Sherman Hemsley of TV's 'The Jeffersons' dies at 74
Actor was known for his brash, funny style
One of the brightest spots in Seventies TV comedy was by far "The
Jeffersons." With its catchy theme song, "Movin' on Up," the show
detailed the travails of an African American couple, played by Sherman
Hemsley and Isabel Sanford who ran a successful dry cleaning business in
Manhattan. Hemsley played the husband George Jefferson to the hilt, as a
brash, opinionated businessman. Hemsley passed away this week at the
age of 74.
Sherman Hemsley was found dead at his El Paso, Texas home. Police say there is no suspicion of foul play. Hemsley had no wife or children.
Hemsley originally played Jefferson as a semi-regular character on "All in the Family" from 1973 until 1975, when the spinoff "The Jeffersons" began an 11-season run on CBS.
For the first few years on "All in the Family," George Jefferson was never seen, only referred to by his wife, Louise. At the behest of the show's producers, Hemsley show's portrayed Jefferson as "pompous and feisty."

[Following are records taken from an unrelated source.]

PR #7190, opened 2024-02-01
chore: [Elysia] refactored to builder-pattern

yaikohi:
I refactored the elysia example app to reflect the intended way of writing elysia apps, which is by using a builder pattern.

See the [elysia docs](https://elysiajs.com/at-glance.html).

### DIFF
--- a/javascript/elysia/app.ts
+++ b/javascript/elysia/app.ts
@@ -1,15 +1,7 @@
 import { Elysia } from "elysia";
 
-const app = new Elysia();
-
-app.get("/", () => "");
-
-app.get("/user/:id", (req) => req.params.id);
-
-app.post("/user", () => "");
-
-Bun.serve({
-  fetch: app.fetch,
-  reusePort: true,
-  port: 3000
-})
+new Elysia()
+  .get("/", () => "")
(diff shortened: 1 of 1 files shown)


waghanza:
@yaikohi `node` based frameworks used `pm2` under the hood.

The primary intention of the previous code was to use reuse port, so that comparison with `node`  is not unfair.

Not sure if this implementation could fulfill this goal.

cc @SaltyAom

yaikohi:
I see. In that case the least amount of change would be something like

```typescript
import { Elysia } from "elysia";

const app = new Elysia()
  .get("/", () => "")
  .get("/user/:id", (req) => req.params.id)
  .post("/user", () => "");

Bun.serve({
  fetch: app.fetch,
  reusePort: true,
  port: 3000
})
```

But I am also curious if my initial commit would suffice.

waghanza:
To have a fair comparison with `pm2` we need to implement the cluster mode ourselves, https://github.com/oven-sh/bun/issues/2428  I think.

This implementation is not ideal, but it is ok for me.

Coyld you updatte your PR accordingly ?

waghanza:
Maybe #7192 could interest you @yaikohi

PR #7192, opened 2024-02-01
[Javascript] Clean-up clustering mode

waghanza:
This `PR` remove `pm2` usage.

To be fair with `deno`, `node` and `bun`, maybe we should remove `pm2` clustering.

What do you think  @pi0 @qin-guan @dalisoft @jkyberneees @schamberg97 @kartikk221 @mcollina ?

Regards,

### DIFF
--- a/.tasks/ci.rake
+++ b/.tasks/ci.rake
@@ -8,7 +8,7 @@ namespace :ci do
     files = Dir.glob('*/*/config.yaml') if files.include?('data.json')
 
     files += files
-             .find_all { |path| path.end_with?('Dockerfile') }
+             .find_all { |path| path.end_with?('Dockerfile') || (path.split('/').size == 2 && path.end_with?('config.yaml')) }
              .map { |path| path.split(File::SEPARATOR).shift }
              .flat_map { |language| Dir.glob(File.join(language, '*', 'config.yaml')) }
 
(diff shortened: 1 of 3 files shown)


kartikk221:
I am not sure if removing PM2 clustering usage to test the web-servers in a single threaded environment would be a step in the right direction.

Keep in mind, PM2 clustering simply spawns multiple child processes listening on the same port hence it isn't utilizing any special multi-threading technique but rather just horizontal scaling to maximize load on all available cores.

For web-servers which do not support this functionality, that should be visible to users as a deficiency in the web-server rather than limiting others to bring within a level scope.

waghanza:
Good point @kartikk221. 

I'm interested to know if `pm2` is still used in `js`/`ts` world ? and what is the _common_ practices in **production** ?

Since, for example, some  `js`/`ts` dev start using `bun`, but it does not support clustering right now

waghanza:
So using a workaround for `bun` like https://github.com/oven-sh/bun/issues/2428#issuecomment-1750544989 would be the way to go for you @kartikk221.

If there is somebody using `bun` in **production**, could you mind give us feedback? (If you could use this approach, or if it is valid for you)

waghanza:
@ragokan How can I use clustering mode for `bunicorn` ?

ragokan:
Sorry for replying late, looks like you did it correctly, thank you a lot!

> @ragokan How can I use clustering mode for `bunicorn` ?

Issue #7219, opened 2024-02-12
hono is only tested using node, should be tested using bun


bompus:
hono is native to bun, with an adapter to support node. It looks like your current implementation is only using the node engine with the node server adapter.

If tested using bun, without the node adapter, it should rank between stricjs and elysia, based on my own testing.

waghanza:
you are right @bompus , `hono` should be tested at least on
+ `node`
+ `bun`
+ `deno`

before, this is already possible, but the UI should first be adapted for that (planned but I don't have any ETA)

bompus:
@waghanza I wonder if it's possible without a UI update, to just label them with suffixes like hono (node), hono (bun), hono (deno). It makes the list longer, but wouldn't require a UI update to add an engine column/filter.

waghanza:
Sure @bompus, it could be easily done

Feel free to open a PR, I will follow 😉

bompus:
Thank you for tackling this!

I saw the latest results, and they don't line up with my own experience and tests. On Bun, hono and elysia should be right up there with stricjs, very close to it in terms of performance. However, both hono-bun and elysia are way down on the list, and I'm not sure why.

I compared the configs, cluster, app files between stricjs, hono-bun, and elysia, and they all look correct to me, but the performance just doesn't line up with what I see when I run bun cluster.ts on my own VM.

Perhaps this should be a new issue, but it's so recent I figure we could discuss here, just in case something was missed somewhere, or perhaps the results parser is parsing something incorrectly?

waghanza:
I am not sure why both frameworks should be close, but indeed stricjs seems far away

https://web-frameworks-benchmark.netlify.app/result?f=hono-bun,stricjs,elysia

Worth to investigate

A PR could be open with debug enabled to understand why this diff. Also there is the idea of timeout. The actual sieging command is removing all requests with a timeout greater than 1 sec.

Maybe we should try to get wrk raw output (stress tool direct output, without any calculation)

waghanza:
Also be aware that network in use is a loopback, not a real connection

PR #7224, opened 2024-02-14
[Javascript] Add bun / deno for hono

waghanza:
Hi @bompus,

We can add `bun` and `deno` for `hono` like this.

Regards,

----------------------------

Closes https://github.com/the-benchmarker/web-frameworks/issues/7219


waghanza:
Maybe I need a hand @yusukebe . I can not understand how to run `hono` on `bun`

yusukebe:
@waghanza 

Hmm. I don't know a good way to make Bun and Deno support multi-core. I tried pm2 before, but it did not work well.

Or we can use Web Worker?

Bun and Deno are faster in single threaded environments, but in multi-core environments, Node.js apps clustered with pm2 are faster.

SaltyAom:
AFAIK, on Bun you can use pm2 to spawn process equal to total thread on the server (which we already did by using `-i max`) and set `reusePort: true` which Bun will handle load-balancing automatically.

Here's from the definition of `Bun.serve`
```ts
    /**
     * If the `SO_REUSEPORT` flag should be set.
     *
     * This allows multiple processes to bind to the same port, which is useful for load balancing.
     *
     * @default false
     */
    reusePort?: boolean;
```

So instead of [maybe](https://hono.dev/getting-started/bun#change-port-number):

What was so surprising to audiences at that time was that Jefferson was every bit as bigoted as his neighbor, Archie Bunker, played by Carroll O'Connor, referring to white people as "honkies."
Mean and condescending to his neighbors, he was a perpetual thorn in the side of his son Lionel. His character was still wildly popular with TV audiences.
"By me loving Louise and Archie loving (his wife) Edith, you got away with being goofy and stupid," he said in 2003. "Because people said at least he loved something."
Former co-star Florence Johnston, who played the maid on the series, said she was shocked to hear he had died.
"I thought Sherman was doing very well . I am saddened to hear that Sherman has made his transition. We were trying to come up with a new show that we could participate in, but of course, that cannot happen now.
"Sherman was one of the most generous co-stars I have ever worked with. He happily set me up so that I could slam him, and I did the same for him. I shall miss him deeply."
Hemsley also played Deacon Ernest Frye in the sitcom "Amen."
Producer Norman Lear released a statement regarding Hemsley, "With the passing of Sherman Hemsley, the world loses one of its most unique comedic talents, and a lovely man." Lear claimed discovered Hemsley doing the Broadway play "Purlie." Lear remembered him "singing and dancing, and (Hemsley) was one of the most unique actors on the stage."
In 1990, he released an album, "Ain't That a Kick in the Head," and two years later another, entitled "Dance."
Hemsley was nominated for an Emmy in 1985 but lost to Bill Cosby.